As the United States tries to digest the January 6 uprising, evidence of how the assault on the Capitol was openly planned on social media is multiplying. Parallel to the amazement over the failure to prevent prevention, there is growing concern about a second attack whose signs are just as clear. The far-right forums plan new actions that culminate in the so-called “Million Militia March” on January 20, the day of Joe Biden’s inauguration. The FBI, Pentagon and Twitter warn that more riots are planned, and Washington authorities are calling for more security.
“Fight like hell,” President Trump encouraged. “Let’s have a trial by combat,” their attorney Rudy Giuliani told them. “Time to write down names and kick ass,” proclaimed Congressman Mo Brooks. And Senator Josh Hawley greeted the masses with a raised fist as they marched toward the Capitol. But the spirits of the protesters were heated from home. And numerous pieces of evidence found on Capitol Hill and on social media indicate that at least part of the raiding mob followed a relatively well-defined plan.
In far-right digital forums there were explicit conversations about how to break into the Capitol, for example, and tie up congressmen with cable ties to prevent the certification of Joe Biden’s electoral victory. Spaces were offered in the cars to march towards Washington, and it was debated whether there was room in the station wagons to transport the weapons they wanted to carry. The same movements have been detected to plan mobilizations in the coming days, culminating in a large march in Washington on January 20, the date of the inauguration of President-elect Joe Biden and Vice-President-elect Kamala Harris.
The FBI, according to an internal report accessed by the chain ABC, “Has received information from an identified armed group that intends to travel to Washington on January 16.” “They have warned,” adds the bureau report, “that if Congress tries to remove the president through Amendment 25 there will be a huge revolt.” “Armed protests are being planned in all 50 state capitols from January 16-20, and in the Washington Capitol from January 17-20,” the bulletin concludes.

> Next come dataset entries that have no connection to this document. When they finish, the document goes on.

PR #1558, opened 2021-11-08
Styling fixes + extensions to Confirmation radio buttons

josianed:
## What does this do?

- fix placeholder text colour in text input and area components
- Make entire Confirmation radio buttons text selectable (rather than just the radio button itself)
- Make Confirmation radio buttons unselectable

### DIFF
--- a/src/ConfirmationRadioButtons/Confirmation.tsx
+++ b/src/ConfirmationRadioButtons/Confirmation.tsx
@@ -29,45 +29,59 @@ export const Confirmation: FC<ConfirmationProps> = ({
   sublabel,
   yesLabel = 'Yes',
   noLabel = 'No',
-}: ConfirmationProps) => {
-  return (
-    <ConfirmationWrapper>
-      <TextWrapper>
-        <SectionHeadingText tag="h3">{label}</SectionHeadingText>
-        {sublabel && (
-          <Text tag="p" typo="base-small" color={theme.colors.grey8}>
-            {sublabel}
-          </Text>
-        )}
-      </TextWrapper>
-      <RadioButtonGroupWrapper>
-        <RadioButtonGroup>
-          <RadioButtonWrapper checked={checked === true} error={error}>
-            <RadioButton
-              id={id}
-              label={yesLabel}
-              checked={checked === true}
-              onChange={() => onChange(true)}
-              value={id}
-              onBlur={onBlur}
-            />
-          </RadioButtonWrapper>
-          <RadioButtonWrapper checked={checked === false} error={error}>
-            <RadioButton
-              id={`${id}-1`}
-              label={noLabel}
-              checked={checked === false}
-              onChange={() => onChange(false)}
-              value={`${id}-1`}
-              onBlur={onBlur}
-            />
-          </RadioButtonWrapper>
-        </RadioButtonGroup>
-        {error && <ErrorBox>{errorMsg}</ErrorBox>}
-      </RadioButtonGroupWrapper>
-    </ConfirmationWrapper>
-  )
-}
+}: ConfirmationProps) => (
+  <ConfirmationWrapper>
+    <TextWrapper>
+      <SectionHeadingText tag="h3">{label}</SectionHeadingText>
+      {sublabel && (
+        <Text tag="p" typo="base-small" color={theme.colors.grey8}>
+          {sublabel}
+        </Text>
+      )}
+    </TextWrapper>
+    <RadioButtonGroupWrapper>
+      <RadioButtonGroup>
+        <RadioButtonWrapper
+          checked={checked === true}
+          error={error}
+          onClick={() =>
+            checked === true ? onChange(undefined) : onChange(true)
+          }
+        >
+          <RadioButton
+            id={id}
+            label={yesLabel}
+            checked={checked === true}
+            onChange={() =>
+              checked === true ? onChange(undefined) : onChange(true)
+            }
+            value={id}
+            onBlur={onBlur}
+          />
+        </RadioButtonWrapper>
+        <RadioButtonWrapper
+          checked={checked === false}
+          error={error}
+          onClick={() =>
+            checked === false ? onChange(undefined) : onChange(false)
+          }
+        >
+          <RadioButton
+            id={`${id}-1`}
+            label={noLabel}
+            checked={checked === false}
+            onChange={() =>
+              checked === false ? onChange(undefined) : onChange(false)
+            }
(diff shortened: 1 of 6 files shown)


src/ConfirmationRadioButtons/Confirmation.tsx
```diff
@@ -29,45 +29,59 @@ export const Confirmation: FC<ConfirmationProps> = ({
...
+      )}
+    </TextWrapper>
+    <RadioButtonGroupWrapper>
+      <RadioButtonGroup>
+        <RadioButtonWrapper
+          checked={checked === true}
+          error={error}
+          onClick={() =>
+            checked === true ? onChange(undefined) : onChange(true)
+          }
```
Jmuskett, line 49: So looking at this, I think my feedback is - I think we can simplify the component significantly, by removing the internal `checked` and `onClick` logic.   

As an example, in agent portal, in PolicyHolderInfo.tsx - starting on line 94, we have this 

```
    <ConfirmationWrapper>
          <Confirmation
            id="first-name"
            checked={fieldValues?.firstName}
            onChange={(val) => setFieldValues({ ...fieldValues, firstName: val })}
          />
        </ConfirmationWrapper>
``` 

if you change the `checked` prop to something like `hasFieldValue={fieldValues?.firstName}` 

then, in the smores component you could remove the onChange completely and change the checked on the yes/no buttons to 

```
checked={hasFieldValue}
```

```
checked={!hasFieldValue}
```

respectively, so the checkboxes would be controlled completely from outside of the component, and the actual checkbox component would just be concerned with presentation. You can then use styled components in the way you have, to apply the border etc.  

let me know if i'm missing any context - or thoughts on this?

jsudufour: I agree that the component should ideally be controlled entirely from outside the component, and think we should make some changes here if we can accommodate that. The caveat in this case is that when using this component with react-hook-form's `Controller` component, we need to pass in the provided `value` and `onChange` props (and that means we're no longer using local state to set those values)

jsudufour: An example of it implemented with the controller is in CarDamage.tsx (in the agent portal) on line 148. If you have any thoughts on making the changes you've mentioned above and still keep the component compatible with form interactions im keen to hear them!

Jmuskett: I *think* I have a working solution...  

so in the confirmation component in smores I've done this 

```
import React, { FC, FormEvent, ReactElement } from 'react'
import styled from 'styled-components'
import { Box } from '../Box'
import { Text } from '../Text'
import { RadioButton, FakeInput } from './RadioButtonStyled'

type ConfirmationProps = {
  checked?: boolean
  id: string
  error?: boolean
  errorMsg?: string
  label: string
  onBlur?: (e: FormEvent<HTMLInputElement>) => void
  sublabel?: string | ReactElement
  yesLabel?: string | ReactElement
  noLabel?: string | ReactElement
}

export const Confirmation: FC<ConfirmationProps> = ({
  checked,
  id,
  error = false,
  errorMsg = '',
  label,
  onBlur,
  sublabel,
  yesLabel = 'Yes',
  noLabel = 'No',
}: ConfirmationProps) => (
  <ConfirmationWrapper>
    <TextWrapper>
      <SectionHeadingText tag="h3">{label}</SectionHeadingText>
      {sublabel && (
        <Text tag="p" typo="base-small" color={theme.colors.grey8}>
          {sublabel}
        </Text>
      )}
    </TextWrapper>
    <RadioButtonGroupWrapper>
      <RadioButtonGroup>
        <RadioButtonWrapper checked={checked} error={error}>
          <RadioButton
            id={id}
            label={yesLabel}
            checked={checked}
            value={id}
            onBlur={onBlur}
          />
        </RadioButtonWrapper>
        <RadioButtonWrapper checked={!checked} error={error}>
          <RadioButton
            id={`${id}-1`}
            label={noLabel}
            checked={!checked}
            value={`${id}-1`}
            onBlur={onBlur}
          />
        </RadioButtonWrapper>
      </RadioButtonGroup>
      {error && <ErrorBox>{errorMsg}</ErrorBox>}
    </RadioButtonGroupWrapper>
  </ConfirmationWrapper>
)

const RadioButtonGroupWrapper = styled.div`
  display: flex;
  flex-direction: column;
`

const RadioButtonGroup = styled.div`
  display: flex;
  flex-direction: row;
`

const getColor = (checked?: boolean, error?: boolean) => {
  if (error) {
    return `2px solid ${theme.colors.red7}`
  } else if (checked) {
    return `2px solid ${theme.colors.blue7}`
  } else {
    return 'none'
  }
}

const RadioButtonWrapper = styled.div<FakeInput>`
  background-color: ${({ checked }: FakeInput) =>
    !checked && `${theme.colors.bg4}`};
  border: ${({ checked, error }: FakeInput) => getColor(checked, error)};
  margin: 0px 10px;
  width: 139px;
  display: flex;
  align-items: center;
  height: 56px;
  padding-left: 12px;
  border-radius: 5px;
  font-weight: bold;
  :hover {
    cursor: pointer;
  }
`

const ErrorBox = styled.span`
  margin-top: 7px;
  margin-left: 12px;
  font-size: 12px;
  color: ${theme.colors.red7};
`

const ConfirmationWrapper = styled(Box)`
  display: grid;
  grid-template-columns: 1fr 1fr;
  align-items: center;
`

const SectionHeadingText = styled(Text)`
  font-weight: bold;
`

const TextWrapper = styled.div`
  display: flex;
  flex-direction: column;
`

``` 

and then in CarDamage.tsx, from line 132 - we have this 

```
       <Controller
            name="damageDescription"
            control={control}
            defaultValue=""
            render={({ field: { onChange, onBlur, value } }) => (
              <TextareaStyled
                top
                id="damageDescription"
                label="damage description"
                placeholder="Enter damage description"
                onChange={onChange}
                onBlur={onBlur}
                value={value}
              />
            )}
          />
```

and that seems to work as expected. It seems like the `onChange` doesn't actually need to be consumed in the component itself, as it's just used by the controller locally to `CarDamage.tsx` 

let me know if this approach works/makes sense?

jsudufour: nice one, i think this makes sense! one change i would suggest is checking if `checked` is false explicitly so that when checked is undefined, false isn't selected. i'll ask Leo to have a look and provided everything is good will make the changes 👍

josianed:
deprioritized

The Pentagon also “is aware of more possible threats from potential terrorists” in the coming days, including January 20. This was expressed by the Secretary of the Army, Ryan McCarthy, to Congressman Jason Crow in a telephone conversation whose transcript has been made public by the Democratic legislator, a member of the Armed Services Committee of the House of Representatives.
Security forces, McCarthy told the congressman, seized firearms, Molotov cocktails, explosive devices and cable ties in the vicinity of the Capitol, “indicating that a major disaster was narrowly avoided.” The congressman expressed to McCarthy his “deep concern” over the reports that affirm that “members of the Army in active duty and in the reserve were involved in the insurrection.”
The possibility of a second attack was also mentioned on Friday by Twitter, in the statement announcing the suspension of President Trump’s account. “Plans for future armed protests have already begun to proliferate on and off Twitter, including the proposal for a second attack on the US Capitol and State Capitol buildings on January 17,” the statement said. The company believes that the president’s two tweets on Friday that led to the “permanent suspension” of his account, although the wording was not explicit in its incitement to violence, “may inspire others to replicate the violent acts that took place on January 6th”.
In the same forums where the assault was planned, there has also been talk for weeks of organizing massive protests that culminate in what has been dubbed the “March of the Million Militias”, on January 20, on the Capitol esplanade where it will take place. the investiture ceremony. In conversations on Parler, a social network with little moderation and popular among the extreme right, already censored by various servers, there is open debate about the appropriate weapons to take to the march, from baseball bats to assault rifles.
The mayor of Washington, the Democrat Muriel Bowser, sent a letter on Saturday to the Department of Homeland Security, calling for the reinforcement of security in the capital to be put in place in the face of Biden’s inauguration, which It was initially planned to start on January 19, just one day before the ceremony. Republican Senator Roy Blunt, charged with overseeing the planning of the Biden and Harris swearing-in, joined Bowser’s demand.
Nine days after the solemn and usually massive ceremony in front of the Capitol, the complex woke up this Monday isolated from the outside, cordoned off by an imposing fence over two meters high and a deployment of security forces. Legislators, still in a state of shock, accelerated preparations for the impeachment of a president more silent than ever, who has remained on the sidelines of the conversation about the threat to national security, stripped of his usual means of communication by the closure of his profiles on social networks.